- EXERCISE BRIEF -
Within the data that follows, set down exactly the lines from the one containing "from PyQt6.QtCore import QDir" through the one containing "with the exception", both ends included.

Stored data
PR #2712, opened 2022-01-13
Remove deprecated (py38) loop parameter

berland:
**Issue**
Resolves deprecation warnings
`...../ert/ert_shared/ensemble_evaluator/evaluator.py:49: DeprecationWarning: The loop argument is deprecated since Python 3.8, and scheduled for removal in Python 3.10.
`  

**Approach**
Removed the argument at selected places in the source, and looking for test failures.

## Pre review checklist

### DIFF
--- a/ert_shared/ensemble_evaluator/evaluator.py
+++ b/ert_shared/ensemble_evaluator/evaluator.py
@@ -46,9 +46,7 @@ class EnsembleEvaluator:
         self._done = self._loop.create_future()
 
         self._clients: Set[WebSocketServerProtocol] = set()
-        self._dispatchers_connected: asyncio.Queue[None] = asyncio.Queue(
-            loop=self._loop
-        )
+        self._dispatchers_connected: asyncio.Queue[None] = asyncio.Queue()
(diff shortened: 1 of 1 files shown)


ert_shared/ensemble_evaluator/evaluator.py
```diff
@@ -46,9 +46,7 @@ def __init__(self, ensemble, config, iter_, ee_id: str = "0"):
         self._done = self._loop.create_future()
 
         self._clients: Set[WebSocketServerProtocol] = set()
-        self._dispatchers_connected: asyncio.Queue[None] = asyncio.Queue(
-            loop=self._loop
-        )
+        self._dispatchers_connected: asyncio.Queue[None] = asyncio.Queue()
```
sondreso, line 49: The problem here is that when you remove the loop here it uses the current event loop at the time when the EnsembleEvaluator is instantiated, however we want this to be the event loop from the thread that is running websocket.  So we might need to create all of these things inside that thread instead

sondreso:
Superseded by https://github.com/equinor/ert/pull/2834

PR #2722, opened 2022-01-17
Explicit mime type to avoid warning

berland:
**Issue**
Resolves warnings on mime inconsistencies when running ert3, example:

`Warning: Conflicting ensemble mime 'application/octet-stream' and stage mime 'application/json' for input 'coefficients'.`

**Approach**
Explicitly set the mime type in each experiments `ensemble.yml`. There is a hunch that this is a workaround, so maybe not something we want to leak into this file.

## Pre review checklist


sondreso (dismissed):
LGTM!

markusdregi:
With #2764 in mind I would suggest we abandon this PR...

PR #2723, opened 2022-01-17
Use ert port range for pbs driver

sondreso:
**Issue**
Use ert ports also for the obs driver

## Pre review checklist


markusdregi (approved):
I just tested this in Azure and it works smoothly 👌🏻

PR #10553, opened 2025-04-03
Have gui notify user if high contrast mode is enabled

### LINKED ISSUE #10336: Ert gui does not work with high contrast mode

jonathan-eq:
**Issue**
Resolves #10336 

**Approach**
This commit makes the gui emit a QMessageBox on startup, stating that the user has high contrast mode enabled, and that it is not by ert and some features might not work as expected.

image

The gui still looks like this, but the previous fix failed (e37a8389f144ef5f219e74d9aa8f6df1775dca6c), so this is the simplest solution for now. 
image

      --exec 'just rapid-tests'`)

## When applicable

### DIFF
--- a/src/ert/gui/main_window.py
+++ b/src/ert/gui/main_window.py
@@ -4,17 +4,20 @@ import datetime
 import functools
 import webbrowser
 from pathlib import Path
+from typing import cast
 
 from PyQt6.QtCore import QCoreApplication, QEvent, QSize, Qt
 from PyQt6.QtCore import pyqtSignal as Signal
 from PyQt6.QtCore import pyqtSlot as Slot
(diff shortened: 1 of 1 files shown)


xjules (approved):
I think it is fine to just have it so. :rocket:

PR #10559, opened 2025-04-04
Replace QColor with state string in model

andreas-el:
Stores realization and forward_model state as string in snapshot model instead of QColor object.
Performs lookup in static dict when drawing.

      --exec 'just rapid-tests'`)

## When applicable


src/ert/cli/monitor.py
```diff
@@ -115,7 +114,7 @@ def _get_legends(self) -> str:
         latest_snapshot = self._snapshots[max(self._snapshots.keys())]
         total_count = len(latest_snapshot.reals)
         aggregate = latest_snapshot.aggregate_real_states()
-        for state_ in ALL_REALIZATION_STATES:
+        for state_ in REAL_STATE_TO_COLOR:
```
berland, line 117: This looks like it could change the order of states printed to the terminal?

andreas-el: It did. So I changed the order in the dict to match the tests again.

src/ert/gui/model/node.py
```diff
@@ -73,8 +71,8 @@ def __repr__(self) -> str:
 class RealNodeData:
     status: str | None = None
     active: bool | None = False
-    fm_step_status_color_by_id: dict[str, QColor] = field(default_factory=dict)
-    real_status_color: QColor | None = None
+    fm_step_status_color_by_id: dict[str, str] = field(default_factory=dict)
```
berland, line 74: "color" should maybe not be part of the variable name since there is only descriptive strings for states in the dict?

andreas-el: Agreed. I've renamed variables that do not contain color anymore.

src/ert/ensemble_evaluator/snapshot.py
```diff
@@ -85,10 +84,10 @@ def convert_iso8601_to_datetime(
 
 
 class EnsembleSnapshotMetadata(TypedDict):
-    # contains the QColor used in the GUI for each fm_step
-    aggr_fm_step_status_colors: defaultdict[RealId, dict[FmStepId, QColor]]
-    # contains the QColor used in the GUI for each real
-    real_status_colors: dict[RealId, QColor]
+    # contains state mapped to QColor used in the GUI for each fm_step
```
andreas-el, line 87: Not sure if these should be removed as well.

berland: The comment? Maybe it does not add much value no. It kind of still says that this dict is the map to QColor, but it is only meant to be used for that (?)

berland (approved):

PR #10560, opened 2025-04-04
Remove experiment-type column from Manage experiments

### LINKED ISSUE #10470: ManageExperiments Type is always `None`

Image

These identifiers looks to have been removed in e5468950b6adbc925113fad1fbe58f33879665f0

Expected to see identifiers, or have the column removed if not deemed useful.

### steps to reproduce

```Python
Run any simulation, open manage experiments and see the `None` value in the `Type` column.
```

- [x] python 3.11
- [ ] python 3.12
- [x] macosx
- [ ] rhel7
- [x] rhel8
- [x] local queue
- [x] lsf queue
- [ ] slurm queue
- [ ] openPBS queue

SAKavli:
Ref discussion in #10470
The ForegroundRole conditional statement's purpose is to get a specific color from the palette for the type column when experiment_type is undefined.

**Issue**
Resolves #10470 

**Approach**

As the issue discussion concluded in removing the column, my approach was to:

- Find and remove definition of the Type column
- Remove code which references and depends to the Type property of the class being present

GUI before:

image

GUI after:

image

      --exec 'just rapid-tests'`)

## When applicable

### DIFF
--- a/src/ert/gui/tools/manage_experiments/storage_model.py
+++ b/src/ert/gui/tools/manage_experiments/storage_model.py
@@ -92,7 +92,6 @@ class ExperimentModel:
         self._parent = parent
         self._id = experiment.id
         self._name = experiment.name
-        self._experiment_type = experiment.metadata.get("ensemble_type")
         self._children: list[EnsembleModel] = []
 
     def add_ensemble(self, ensemble: EnsembleModel) -> None:
--- a/src/ert/gui/tools/manage_experiments/storage_model.py
+++ b/src/ert/gui/tools/manage_experiments/storage_model.py
@@ -5,7 +5,6 @@ from uuid import UUID
 import humanize
 from PyQt6.QtCore import QAbstractItemModel, QModelIndex, QObject, Qt
 from PyQt6.QtCore import pyqtSlot as Slot
-from PyQt6.QtWidgets import QApplication
 from typing_extensions import override
 
 from ert.storage import Ensemble, Experiment, Storage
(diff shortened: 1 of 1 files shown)


src/ert/gui/tools/manage_experiments/storage_model.py
```diff
@@ -122,13 +119,6 @@ def data(
                     if self._children
                     else "None"
                 )
-            if col == _Column.TYPE:
-                return self._experiment_type or "None"
```
andreas-el, line 126: Could you check if `self._experiment_type` could also be removed?
You could have removed all references to this.

andreas-el:
> Would like input on labeltype for this issue/PR. Also, should there be a test when a feature is removed, if categorized as bug?

I don't think this warrants a test. Although it was marked as a bug, it does not have any impact other than missing information that we now remove. If this was something we would like to have, adding a test makes sense.

Regarding the labels, perhaps  release-notes:`Maintainance` or `Skip` would be most appropriate.

A title to consider could be (although yours is fine too):
Remove experiment-type column from Manage experiments

src/ert/gui/tools/manage_experiments/storage_model.py
SAKavli: I agree, I have done the following:

Investigated all referenced of ExperimentModel class:
image
Found no references using the Type attribute for anything

Found no references for the property in the repo in general:
image

Tried to run polyexample with the line removed, no issues. 

Safe to remove?

andreas-el: Yes. Go ahead! 👍

andreas-el (approved):
Nice work! 🏖️

PR #10563, opened 2025-04-04
[Backport version-14.1] Have gui notify user if high contrast mode is enabled

larsevj:
# Description
Backport of #10553 to `version-14.1`.


jonathan-eq (approved):
Very good!

PR #10593, opened 2025-04-09
Make EverestClient only need output dir

yngve-sk:
**Issue**
Resolves [#10278](https://github.com/equinor/ert/issues/10278)

**Approach**
Get information about currently running experiment through server endpoints only


src/everest/gui/everest_client.py
```diff
@@ -91,37 +119,33 @@ def passthrough_ws_events() -> None:
...
         def start_fn(
             evaluator_server_config: EvaluatorServerConfig, restart: bool = False
         ) -> None:
             pass
 
         return BaseRunModelAPI(
-            experiment_name="Everest Experiment",
-            runpath_format_string=runpath_format_string,
+            experiment_name=self.config_filename,
+            runpath_format_string=self.simulation_dir,
```
verveerpj, line 130: This is a little bit confusing, is `simulation_dir` actually a format string?

src/everest/gui/everest_client.py
```diff
@@ -91,37 +119,33 @@ def passthrough_ws_events() -> None:
...
             support_restart=False,
             start_simulations_thread=start_fn,
             cancel=self.stop,
-            get_runtime=lambda: -1,  # Not currently shown in Everest gui
+            get_runtime=self.get_runtime,  # Not currently shown in Everest gui
```
verveerpj, line 134: Is it still not show, even if you pass it?

verveerpj (approved):
LGTM, small questions only.

src/everest/gui/everest_client.py
yngve-sk: Ohh, it does show, I forgot to remove the comment, will fix

src/everest/gui/everest_client.py
yngve-sk: Yes, in the ERT rundialog we currently take in the runpath format string to track the disk space, which corresponds to the everest simulation dir (at least per the old behavior which this PR just replicates as server-to-client)

verveerpj: Should it be called `simulation_dir` then?

yngve-sk: Hmm. The BaseRunModelAPI is mainly for the ERT gui, as is the RunDialog, so I think we should stick to the naming convention there. The Everest RunDialog is basically the ERT rundialog monitoring running ERT simulations. In Everest we just call the runpath `simulation_dir`, we should maybe think about consolidating these terms though, but in Everest lingo and wrt the users I feel they feel more at home with "simulations" / "simulations_dir" and less so with runpath?

verveerpj: I don't know, personally I find the simulations terms very weird. It probably comes from running the simulator, but in reality we are funning forward models that do more than just the simulation. Maybe it is something to discuss and we might be better of adjusting to the ERT terminology.

PR #10598, opened 2025-04-10
Fix error racecondition bug

### LINKED ISSUE #9366: Logging of failures when MAX_SUBMIT>1 goes wrong due to invalid XML
Since 

https://github.com/equinor/ert/blob/8f8a329e12fcaf826b5914f98f51a2133cbc6564/src/_ert/forward_model_runner/reporting/file.py#L171

is appending XML contents to a file, this file will not be valid XML if a realization is rerun through MAX_SUBMIT.

The parser of this file:

https://github.com/equinor/ert/blob/8f8a329e12fcaf826b5914f98f51a2133cbc6564/src/ert/scheduler/job.py#L317

will then fail (but still log the contents) parsing the file. 

Example seen in logs: 

```
job failed with invalid XML ERROR file, contents '<error>
  <time>14:18:12</time>
  <job>DESIGN2PARAMS</job>
  <reason>Process exited with status code
...
```

SAKavli:
**Issue**
Resolves #9366 

**Approach**

- Reproducing this error was troublesome and confusing at first.
- We figured out the error was due to a racecondition between different job submissions, where each submission is supposed to delete the ERROR file. However, this is not always done if the first submission is still writing when the new submission starts up. This happens in some cases and is difficult to reproduce.
- Why this happens is because the code appends text to the ERROR message. 
- We found this to be unnecessary, and that it should be changed to (over)writing the ERROR file instead of appending.
- Along the way, we also found an unnecessary alias for open() in append mode, which we found confusing. We chose to remove this in the same go.

### DIFF
--- a/src/_ert/forward_model_runner/reporting/file.py
+++ b/src/_ert/forward_model_runner/reporting/file.py
@@ -169,7 +169,7 @@ class File(Reporter):
 
     @staticmethod
     def _dump_error_file(fm_step, error_msg):
-        with open(ERROR_file, "a", encoding="utf-8") as file:
+        with open(ERROR_file, "w", encoding="utf-8") as file:
             file.write("<error>\n")
             file.write(
                 f"  <time>{time.strftime(TIME_FORMAT, time.localtime())}</time>\n"
--- a/src/_ert/forward_model_runner/reporting/file.py
+++ b/src/_ert/forward_model_runner/reporting/file.py
@@ -1,4 +1,3 @@
-import functools
 import logging
 import os
 import socket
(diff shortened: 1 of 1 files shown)


berland:
The style check is probably solved through rebasing main. 

Also recommend to use pre-commit to avoid style errors being pushed (it costs github actions cpu seconds)

SAKavli:
I have the pre-commit activated, but hadn't pulled in a while. I believe it was a matter of seconds the failing commit was merged into main.
Do you also have some automatic pulling on pre-commits?

berland:
> I have the pre-commit activated, but hadn't pulled in a while. I believe it was a matter of seconds the failing commit was merged into main before i pushed. Is there some some automatic pulling on pre-commits, or is this not a thing you would use?

No, we do not have auto-pull on pre-commit. The style issue sneak into main because it was tested only in its non-updated branch before merging. One of the rare problems we have that would have been caught with a merge-queue.

berland (approved):
splendid

PR #10601, opened 2025-04-10
Refactor max_batch_num handling

verveerpj:
**Issue**
The handling of the `max_batch_num` keyword in Everest was sub-optimal:

1. It "mis-used" the user abort function of `ropt`, which makes it more difficult to distinguish between the two events for aborting optimization.
2. It included the potential extra batch run that is sometimes done at the beginning for auto-scaling purposes, meaning that enabling auto-scaling changes the meaning of `max_batch_num` somewhat.

**Approach**
`ropt` now supports stopping after a given number of batches directly, with a corresponding correct exit code. The custom handling of `max_batch_num` can be removed.

      --exec 'just rapid-tests'`)

## When applicable

### DIFF
--- a/src/ert/run_models/everest_run_model.py
+++ b/src/ert/run_models/everest_run_model.py
@@ -331,6 +331,8 @@ class EverestRunModel(BaseRunModel):
             match optimizer_exit_code:
                 case OptimizerExitCode.MAX_FUNCTIONS_REACHED:
                     self._exit_code = EverestExitCode.MAX_FUNCTIONS_REACHED
+                case OptimizerExitCode.MAX_BATCHES_REACHED:
+                    self._exit_code = EverestExitCode.MAX_BATCH_NUM_REACHED
                 case OptimizerExitCode.USER_ABORT:
                     self._exit_code = EverestExitCode.USER_ABORT
                 case OptimizerExitCode.TOO_FEW_REALIZATIONS:
@@ -403,14 +405,6 @@ class EverestRunModel(BaseRunModel):
 
     def _check_for_abort(self) -> bool:
         logging.getLogger(EVEREST).debug("Optimization callback called")
-        if (
-            self._everest_config.optimization is not None
-            and self._everest_config.optimization.max_batch_num is not None
-            and (self._batch_id >= self._everest_config.optimization.max_batch_num)
-        ):
-            self._exit_code = EverestExitCode.MAX_BATCH_NUM_REACHED
-            logging.getLogger(EVEREST).info("Maximum number of batches reached")
-            return True
         if (
             self._opt_callback is not None
             and self._opt_callback() == "stop_optimization"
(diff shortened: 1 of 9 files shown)


tests/everest/test_math_func.py
```diff
@@ -193,7 +193,7 @@ def test_math_func_auto_scaled_constraints(copy_math_func_test_data_to_tmp):
 
     # control number of batches, no need for full convergence:
     config_dict["optimization"]["convergence_tolerance"] = 1e-10
-    config_dict["optimization"]["max_batch_num"] = 3
+    config_dict["optimization"]["max_batch_num"] = 2
```
yngve-sk, line 196: Assuming this is functionally equivalent to the previous behavior? Only possible with this new change, or a drive-by change?

tests/everest/test_simulator_cache.py
```diff
@@ -24,7 +24,7 @@ def new_call(*args):
 
     config = EverestConfig.load_file("config_minimal.yml")
     config_dict = config.model_dump(exclude_none=True)
-    config_dict["optimization"]["max_batch_num"] = 5
+    config_dict["optimization"]["max_batch_num"] = 4
```
yngve-sk, line 27: How does this relate to the change in handling?

src/ert/run_models/everest_run_model.py
```diff
@@ -403,14 +405,6 @@ def _init_domain_transforms(
...
-        if (
-            self._everest_config.optimization is not None
-            and self._everest_config.optimization.max_batch_num is not None
-            and (self._batch_id >= self._everest_config.optimization.max_batch_num)
-        ):
-            self._exit_code = EverestExitCode.MAX_BATCH_NUM_REACHED
-            logging.getLogger(EVEREST).info("Maximum number of batches reached")
-            return True
         if (
             self._opt_callback is not None
```
yngve-sk, line 409: This function is now only called when ROPT decides to abort I take it, and this is only for propagating it into the logs, could you rename the function to something more in line with that? Also I guess it doesn't have to return anything anymore?

tests/everest/test_math_func.py
verveerpj: The change in behavior was actually when we introduced the extra simulations for the auto-scaling. After that, `max_batch_num` did not represent the actual number of batches in the optimization run, but added one extra. This PR reverts to the old behavior, hence one less in the corresponding tests.

tests/everest/test_simulator_cache.py
verveerpj: Same as above.

src/ert/run_models/everest_run_model.py
verveerpj: This function is called before each new evaluation. It still calls the Everest callback that checks if the user requested the optimization to stop. So, the name is still correct, and it still has to return a bool to indicate if an abort was requested.

yngve-sk (approved):
LGTM!

PR #10634, opened 2025-04-15
Remove event_from_dict function and ZMQ client from LegacyEnsemble

jonathan-eq:
**Approach**
This first commit in this PR removes the event_from_dict function and makes the callers create the Events directly instead. This increases the readability and makes it easier to find where the events are actually being created without having to jump through hoops and doing eight spins. 

The second commit makes the LegacyEnsemble put events directly in the evaluator queue (which it has access to) instead of connecting to EE via ZMQ client and sending events. Before this commit, the client it used was also called dispatcher, which caused some confusion as to who was actually creating and sending Ensemble{Started,Cancelled,Stopped}.

      --exec 'just rapid-tests'`)

## When applicable

### DIFF
--- a/src/ert/ensemble_evaluator/_ensemble.py
+++ b/src/ert/ensemble_evaluator/_ensemble.py
@@ -8,12 +8,14 @@ from dataclasses import dataclass
 from typing import Any
 
 from _ert.events import (
+    EnsembleCancelled,
+    EnsembleFailed,
+    EnsembleStarted,
+    EnsembleSucceeded,
     Event,
     FMEvent,
     ForwardModelStepFailure,
     ForwardModelStepSuccess,
-    Id,
-    event_from_dict,
     event_to_json,
 )
 from _ert.forward_model_runner.client import Client
@@ -192,16 +194,6 @@ class LegacyEnsemble:
         async with Client(self._config.get_uri(), token=self._config.token) as client:
             await client.send(event_to_json(event), retries)
 
-    def generate_event_creator(self) -> Callable[[Id.ENSEMBLE_TYPES], Event]:
-        def event_builder(status: str) -> Event:
-            event = {
-                "event_type": status,
-                "ensemble": self.id_,
-            }
-            return event_from_dict(event)
-
-        return event_builder
-
     async def evaluate(
         self,
         config: EvaluatorServerConfig,
@@ -217,7 +209,6 @@ class LegacyEnsemble:
         the final result of executing all its jobs through a scheduler and driver.
         """
         self._config = config
-        event_creator = self.generate_event_creator()
 
         if not self.id_:
             raise ValueError("Ensemble id not set")
@@ -238,7 +229,7 @@ class LegacyEnsemble:
                 ee_token=self._config.token,
             )
 
-            await self.send_event(event_creator(Id.ENSEMBLE_STARTED))
+            await self.send_event(EnsembleStarted(ensemble=self.id_))
 
             min_required_realizations = (
                 self.min_required_realizations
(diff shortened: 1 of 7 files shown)


src/ert/ensemble_evaluator/_ensemble.py
```diff
@@ -209,6 +198,7 @@ async def evaluate(
         the final result of executing all its jobs through a scheduler and driver.
         """
         self._config = config
+        outbound_event_queue = scheduler_queue or asyncio.Queue()
```
xjules, line 201: We should refactor client, maybe not in this PR. At least to create the issue for it...

src/ert/scheduler/scheduler.py
```diff
@@ -244,7 +243,7 @@ async def _monitor_and_handle_tasks(
     async def execute(
         self,
         min_required_realizations: int = 0,
-    ) -> Id.ENSEMBLE_SUCCEEDED_TYPE | Id.ENSEMBLE_CANCELLED_TYPE:
+    ) -> bool:
```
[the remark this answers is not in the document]
jonathan-eq: I will add a docstring to document this change 👌

src/ert/ensemble_evaluator/_ensemble.py
```diff
@@ -217,7 +198,7 @@ async def evaluate(
         the final result of executing all its jobs through a scheduler and driver.
         """
         self._config = config
-        event_creator = self.generate_event_creator()
+        outbound_event_queue = scheduler_queue or asyncio.Queue()
```
xjules, line 201: So scheduler_queue can be None?

jonathan-eq: Yes, but maybe this is only for testing

xjules: Have you tried the running the tests without asyncio.Queue()?

src/ert/scheduler/job.py
```diff
@@ -310,28 +306,37 @@ async def _handle_aborted(self) -> None:
...
-        elif state == JobState.ABORTED:
-            await self._handle_aborted()
-
-        elif state == JobState.COMPLETED:
-            self._end_time = time.time()
-            await self._scheduler.completed_jobs.put(self.iens)
-
-        msg = event_from_dict(event_dict)
+        self.state = state
+        if event is not None:
```
xjules, line 334: Hm, why this can't be part of the constructors above?

tests/ert/unit_tests/scheduler/test_scheduler.py
```diff
@@ -196,8 +196,8 @@ async def init(*args, **kwargs):
 
     driver = mock_driver(init=init)
     sch = scheduler.Scheduler(driver, [realization], max_submit=5)
-
-    assert await sch.execute() == Id.ENSEMBLE_SUCCEEDED
+    scheduler_finished_successfully = await sch.execute()
+    assert scheduler_finished_successfully
```
xjules, line 200: `assert await sch.execute()` ?

tests/ert/unit_tests/scheduler/test_scheduler.py
```diff
@@ -90,8 +90,8 @@ async def init(iens, *args, **kwargs):
     driver = mock_driver(init=init)
 
     sch = scheduler.Scheduler(driver, [realization])
-
-    assert await sch.execute() == Id.ENSEMBLE_SUCCEEDED
+    scheduler_finished_successfully = await sch.execute()
+    assert scheduler_finished_successfully
```
xjules, line 94: `assert await sch.execute()` ?

jonathan-eq: I changed this to increase readability. `await sch.execute()` does not indicate what is being returned (succeeded or cancelled), but maybe it is enough if I modify the docstring.

src/ert/scheduler/job.py
jonathan-eq: Then I would need to repeat them in all the arms of the match statement

src/ert/ensemble_evaluator/_ensemble.py
jonathan-eq: I think it worked 👌

xjules (approved):
Nice improvement @jonathan-eq ! :rocket:

PR #10672, opened 2025-04-23
Add more debug logging to everest run model

yngve-sk:


src/ert/run_models/everest_run_model.py
```diff
@@ -119,6 +119,9 @@ class _EvaluationInfo:
     constraints: NDArray[np.float64] | None = None
 
 
+logger = logging.getLogger(EVEREST)
```
frode-aarstad, line 122: We should use one way of logging in a file: ie `logger.debug `or `logging.getLogger(EVEREST).debug` either way is fine with me

yngve-sk: Fixed

frode-aarstad (approved):
🚀

PR #10680, opened 2025-04-24
Fixup reference to ObservationStatus.ACTIVE as "active"

yngve-sk:
tiny bugfix


frode-aarstad (approved):

oyvindeide (changes requested):
Are there no tests covering this? What is the consequence?

PR #10696, opened 2025-04-25
Catch and log Python exceptions in QT code

### LINKED ISSUE #10310: Investigate logging exceptions in Qt event loop
We did not get the exception from https://github.com/equinor/ert/issues/10306 into our logs as an exception raised from the Qt event loop results in an abort signal.

We could either trap abort signals and log those as exceptions or we could create a qt event handler and get the exception from there.

berland:
**Issue**
Resolves #10310 

**Approach**
Add a new span for the GUI part of Ert and inject a custom exception hook in Python's `sys` module in order
to propagate span status and logs to opentelemetry in case of an exception occuring in Qt's event thread. 

      --exec 'just rapid-tests'`)

## When applicable

### DIFF
--- a/src/ert/gui/main.py
+++ b/src/ert/gui/main.py
@@ -2,10 +2,15 @@ from __future__ import annotations
 
 import logging
 import os
+import sys
+import time
+import traceback
+import types
 from collections import Counter
 from importlib.resources import files
 from signal import SIG_DFL, SIGINT, signal
 
+from opentelemetry.trace import Status, StatusCode
 from PyQt6.QtCore import QDir
 from PyQt6.QtGui import QIcon
 from PyQt6.QtWidgets import QApplication, QWidget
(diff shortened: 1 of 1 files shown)


berland:
Note to self: It takes 1-2 minutes for log messages to appear in Azure, but exceptions take some extra minutes after that (making the span state not necessarily correct at first sight).

berland:
Manual test procedure:

* Inject `1/0` in e.g. `src/ert/gui/tools/workflows/run_workflow_widget.py::__init__()` right before `layout = QFormLayout()`
* Do `touch test-data/ert/poly_example/wf.wf`
* Add `LOAD_WORKFLOW wf.wf` to `test-data/ert/poly_example/poly.ert`
* Run `ert gui poly.ert`, and go to the menu and select "Tools -> Run workflow".
* Wait ~2 minutes and check that the Azure logs are populated with the exception
* Wait ~2 minutes more and check that the AppException is present in Azure logs and that the span state is updated (to be failed).

berland:
Catching SIGSEGV (which can happen in the C/C++ part of Qt) seems to be an order more difficult to handle and log properly, not part of current scope.

andreas-el (approved):
💯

- RESULT OF THIS TASK -
 from PyQt6.QtCore import QDir
 from PyQt6.QtGui import QIcon
 from PyQt6.QtWidgets import QApplication, QWidget
(diff shortened: 1 of 1 files shown)


berland:
Note to self: It takes 1-2 minutes for log messages to appear in Azure, but exceptions take some extra minutes after that (making the span state not necessarily correct at first sight).

berland:
Manual test procedure:

* Inject `1/0` in e.g. `src/ert/gui/tools/workflows/run_workflow_widget.py::__init__()` right before `layout = QFormLayout()`
* Do `touch test-data/ert/poly_example/wf.wf`
* Add `LOAD_WORKFLOW wf.wf` to `test-data/ert/poly_example/poly.ert`
* Run `ert gui poly.ert`, and go to the menu and select "Tools -> Run workflow".
* Wait ~2 minutes and check that the Azure logs are populated with the exception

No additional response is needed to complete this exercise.